PR #19775, opened 2023-09-12
[Snippets] Created common static method is_supported_fq

a-sidorova:
### Details:
 - *`FQ` is supported in Snippets only be decomposition. The PR adds common static method `is_supported_fq` that returns `true` if `FQ` will be decomposed and consequently is supported by Snippets. It means that we can reuse this check in tokenization.*
 - *Refactored related to `FQ` decomposition code a little bit.*

### Tickets:
 - *119707*


src/common/snippets/src/pass/validate.cpp
```diff
@@ -0,0 +1,90 @@
...
+
+    for (const auto& op : m->get_ordered_ops()) {
+        if (const auto constant = as_type_ptr<ov::op::v0::Constant>(op)) {
+            VALIDATE(is_support_constant, constant);
+        } else if (const auto convert = ov::as_type_ptr<ov::op::v0::Convert>(op)) {
+            VALIDATE(is_support_convert, convert);
+        } else if (const auto matmul = ov::as_type_ptr<ov::op::v0::MatMul>(op)) {
+            VALIDATE(is_supported_matmul, matmul);
+        } else if (ov::is_type<ov::op::v8::Softmax>(op) ||
+                   ov::is_type<ov::op::v1::Softmax>(op)) {
```
IvanNovoselov, line 78: Over here, for example. All other operations are handled through `as_type_ptr`, but this approach doesn't work well when you need to cover several ops. Probably the easiest way to align with other ops is to hide these casts inside validator or under the define.

src/common/snippets/src/pass/validate.cpp
```diff
@@ -0,0 +1,90 @@
...
+
+bool is_support_convert(const std::shared_ptr<const ov::op::v0::Convert>& convert) {
+    return ov::is_type<op::ConvertTruncation>(convert) || ov::is_type<op::ConvertSaturation>(convert);
+}
+
+bool is_supported_matmul(const std::shared_ptr<const ov::op::v0::MatMul>& matmul) {
+    return !matmul->get_transpose_a() && !matmul->get_transpose_b();
+}
+
+bool is_support_softmax(const std::shared_ptr<const ov::Node>& softmax) {
```
IvanNovoselov, line 46:
```suggestion
bool is_supported_softmax(const std::shared_ptr<const ov::Node>& softmax) {
```

src/common/snippets/src/pass/validate.cpp
```diff
@@ -0,0 +1,90 @@
...
+bool is_support_constant(const std::shared_ptr<const ov::op::v0::Constant>& constant) {
+    const auto consumers = constant->get_output_target_inputs(0);
+    return ov::shape_size(constant->get_output_shape(0)) == 1 ||
+           (consumers.size() == 1 &&
+            (ov::is_type<const ov::op::v1::Transpose>(consumers.begin()->get_node()) ||
+             ov::is_type<const ov::op::v1::Broadcast>(consumers.begin()->get_node()) ||
+             ov::is_type<const ov::op::v3::Broadcast>(consumers.begin()->get_node())));
+}
+
+bool is_support_convert(const std::shared_ptr<const ov::op::v0::Convert>& convert) {
```
IvanNovoselov, line 38:
```suggestion
bool is_supported_convert(const std::shared_ptr<const ov::op::v0::Convert>& convert) {
```

src/common/snippets/src/pass/validate.cpp
```diff
@@ -0,0 +1,90 @@
...
+        } else if (const auto convert = ov::as_type_ptr<ov::op::v0::Convert>(op)) {
+            VALIDATE(is_support_convert, convert);
+        } else if (const auto matmul = ov::as_type_ptr<ov::op::v0::MatMul>(op)) {
+            VALIDATE(is_supported_matmul, matmul);
+        } else if (ov::is_type<ov::op::v8::Softmax>(op) ||
+                   ov::is_type<ov::op::v1::Softmax>(op)) {
+            VALIDATE(is_support_softmax, op);
+        } else if (ov::is_type<ov::op::v0::FakeQuantize>(op) ||
+                   ov::is_type<ov::op::v1::Reshape>(op)) {
+            VALIDATE(is_supported, op);
```
IvanNovoselov, line 82: Minor: By analogy with other methods, one might think that FQ is actually supported, which is a bit confusing. Do you think it's worth renaming `is_supported` to `not_supported` 🙃 ?

IvanNovoselov (approved):

src/common/snippets/src/pass/validate.cpp
```diff
@@ -0,0 +1,90 @@
...
+
+namespace ov {
+namespace snippets {
+namespace pass {
+
+namespace {
+#define VALIDATE(op, op_type, validator)    \
+    if (ov::is_type<op_type>(op)) \
+        OPENVINO_ASSERT(validator(op), "Snippets validation of OV body has been failed: " + \
+                                       std::string(op->get_type_name()) + " op " + op->get_friendly_name() + " is not supported");
```
IvanNovoselov, line 28: You probably need `else` here as well (as was in my comment). Otherwise there will be a bunch of redundant casts for every successfully validated op

a-sidorova: For sure, I didn't notice `else` in your comment. And unfortunately, I didn't add it myself. Thanks!

dmitry-gorokhov:
@a-sidorova As we discussed offline Validation pass should be refactored to avoid potential issues caused by backend customization

a-sidorova:
> @a-sidorova As we discussed offline Validation pass should be refactored to avoid potential issues caused by backend customization

Implemented. Could you please take a look one more time?

dmitry-gorokhov (approved):

PR #19779, opened 2023-09-12
[PT FE] Support aten::one_hot

mvafin:
### Details:
 - *Support aten::one_hot*

### Tickets:
 - *119340*

### DIFF
--- a/src/frontends/pytorch/src/op/one_hot.cpp
+++ b/src/frontends/pytorch/src/op/one_hot.cpp
@@ -1,0 +1,50 @@
+// Copyright (C) 2018-2023 Intel Corporation
+// SPDX-License-Identifier: Apache-2.0
+//
+
+#include "openvino/op/one_hot.hpp"
+
+#include "openvino/frontend/pytorch/node_context.hpp"
+#include "openvino/op/constant.hpp"
+#include "openvino/op/greater.hpp"
+#include "openvino/op/reduce_max.hpp"
+#include "openvino/op/select.hpp"
+#include "openvino/op/convert.hpp"
+#include "openvino/op/add.hpp"
+#include "utils.hpp"
+
+namespace ov {
+namespace frontend {
+namespace pytorch {
+namespace op {
+
+using namespace ov::op;
+
+OutputVector translate_one_hot(const NodeContext& context) {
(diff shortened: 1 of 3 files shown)


src/frontends/pytorch/src/op/one_hot.cpp
```diff
@@ -0,0 +1,50 @@
...
+    auto on_value = context.mark_node(v0::Constant::create(element::i64, Shape{}, {1}));
+    auto off_value = context.mark_node(v0::Constant::create(element::i64, Shape{}, {0}));
+    Output<Node> num_classes;
+    if (context.input_is_none(1)) {
+        num_classes = context.mark_node(v0::Constant::create(element::i64, Shape{}, {-1}));
+    } else {
+        num_classes = context.get_input(1);
+    num_classes = context.mark_node(std::make_shared<v0::Convert>(num_classes, element::i64));
+    }
+    auto zero = context.mark_node(v0::Constant::create(element::i64, Shape{}, {0}));
```
PiotrKrzem, line 37: It might be less descriptive, however, we could reuse on- and off-values as zero and one (ie, auto zero = off-value) to avoid creating multiple constants

src/frontends/pytorch/src/op/one_hot.cpp
```diff
@@ -0,0 +1,50 @@
...
+    auto max_class = context.mark_node(std::make_shared<v1::ReduceMax>(x, axes));
+    max_class = context.mark_node(std::make_shared<v1::Add>(max_class, one));
+    num_classes = context.mark_node(std::make_shared<v1::Select>(greater, num_classes, max_class));
+    return {context.mark_node(std::make_shared<v1::OneHot>(x, num_classes, on_value, off_value, -1))};
+};
+
+}  // namespace op
+}  // namespace pytorch
+}  // namespace frontend
+}  // namespace ov
```
PiotrKrzem, line 50:
```suggestion
}  // namespace ov

```

PiotrKrzem (approved):
clang, otherwise LGTM!

src/frontends/pytorch/src/op/one_hot.cpp
mvafin: Agree, good to reuse

PR #19782, opened 2023-09-13
[GPU] low accuracy problem in stable diffusion on igpu

sungeunk:
The f16 accumulation of ocl conv kernels has an accuracy problem.
For unet/f16/iGPU, 4 conv kernels are included.
- convolution_gpu_ref.cl
- convolution_gpu_bfyx_os_iyx_osv16.cl
- convolution_gpu_bfyx_to_fs_byx_fsv32.cl
- convolution_gpu_fs_byx_fsv32.cl

### Tickets:
 - 119157

### DIFF
--- a/src/plugins/intel_gpu/src/kernel_selector/kernels/convolution/convolution_kernel_base.cpp
+++ b/src/plugins/intel_gpu/src/kernel_selector/kernels/convolution/convolution_kernel_base.cpp
@@ -462,4 +462,10 @@ Datatype ConvolutionKernelBase::GetAccumulatorType(const convolution_params& par
     return params.inputs[0].GetDType();
 }
 
+Datatype ConvolutionKernelBase::GetAccumulationType(const convolution_params& params) const {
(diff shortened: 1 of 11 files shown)


src/plugins/intel_gpu/src/kernel_selector/kernels/convolution/convolution_kernel_base.cpp
```diff
@@ -462,4 +462,10 @@ Datatype ConvolutionKernelBase::GetAccumulatorType(const convolution_params& par
     return params.inputs[0].GetDType();
 }
 
+Datatype ConvolutionKernelBase::GetAccumulationType(const convolution_params& params) const {
+    auto accumulator_dt = GetAccumulatorType(params);
+    // WA: f16 accumulation occurs an accuracy problem.
+    return (accumulator_dt == Datatype::F16) ? Datatype::F32 : accumulator_dt;
```
vladimir-paramuzov, line 468: I suppose that will cause performance drop on many other models.

PR #19783, opened 2023-09-13
fix CPU interpolate bug and add related test case

meiyang-intel:
### Details:
 - *Fix CPU interpolate bug and add related test case*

▶ **Exercise brief**:
In the records above, find each line holding "well" and copy it.

▶ **Task response**:
IvanNovoselov, line 78: Over here, for example. All other operations are handled through `as_type_ptr`, but this approach doesn't work well when you need to cover several ops. Probably the easiest way to align with other ops is to hide these casts inside validator or under the define.
IvanNovoselov, line 28: You probably need `else` here as well (as was in my comment). Otherwise there will be a bunch of redundant casts for every successfully validated op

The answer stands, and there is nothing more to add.